# Spots on catfish ....



## Model70 (May 1, 2007)

Anybody know what these spots are ??  I caught this Channel cat in Lanier on Sunday.....


----------



## jettman96 (May 1, 2007)

looks like some sort of parasite...  I hope you didn't throw him back in the water.


----------



## huntnnut (May 1, 2007)

I don't know, though it sure don't look good.  Where did you catch it at on Lanier?


----------



## Twenty five ought six (May 1, 2007)

Acne?

Teenage catfish?


----------



## fireflyuprising (May 1, 2007)

That cat is entering adolescence.  That's cat acne.


----------



## Sultan of Slime (May 1, 2007)

Looks like parasites to me. 
dont eat them. If you cleaned it you would find little worm like critters in the meat,kinda like a small hook worm looking maggot i have seen flatheads with that same parasite on them,they usaully get it more so than a channel because during the spawn the male will run the female off and sit real tight on the bed which is usually under some type of cover.he steadily swipes his tail back and forth to keep the eggs clear of sediment and i think they get it from the logs n stuff rubbing on their body
like i said i have never seen it on another type of catfish thanks for sharing._________________


----------



## Jighead (May 1, 2007)

I caught a bunch of channels on Lanier up Lathem Creek that had the same spots about 2 weeks ago on jugs. About 1 in every 3 or 4 fish would have these spots.I have caught them in the same creek with this problem for the last 3 years. I don't recall catching these problem fish anywhere else on Lanier though.

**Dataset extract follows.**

Issue #1478, opened 2024-08-29
Can't access AVFoundation `NSValue` extensions


stuartmorgan:
AVFoundation has a header `AVTime.h`, which contains the following extension:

If any DNR biologists read this thread, Iwould like to know what these spots are myself.


----------



## FishFanatic (May 1, 2007)

I have caught big channels in the Flint with these same spots on them.  I kept them and cleaned them, and did not see any visible sort of parasite in the meat.  It seemed to be something that just grew under the skin.  But yeah I definitely was wondering what they were.


----------



## deuce (May 1, 2007)

Morphing into some new creature


----------



## flat foot (May 1, 2007)

We catch about 4 a year on the Ocmulgee River like that I don't know what it is called. When we disected them while cleaning and noticed it were contained within the skin, and never came through. We still ate them. I have only seen it on good size Channle cats 5 plus pounds. Russ


----------



## sentrysam (May 1, 2007)

*no sweat*

450 degree boiling oil will kill what ever it is,,dont fergit the hushpuppies....ss


----------



## chewie1014 (May 1, 2007)

It's known as red sore disease and is caused by bacteria or protozoa.  While it may not look all that appetizing, it's perfectly fine to eat.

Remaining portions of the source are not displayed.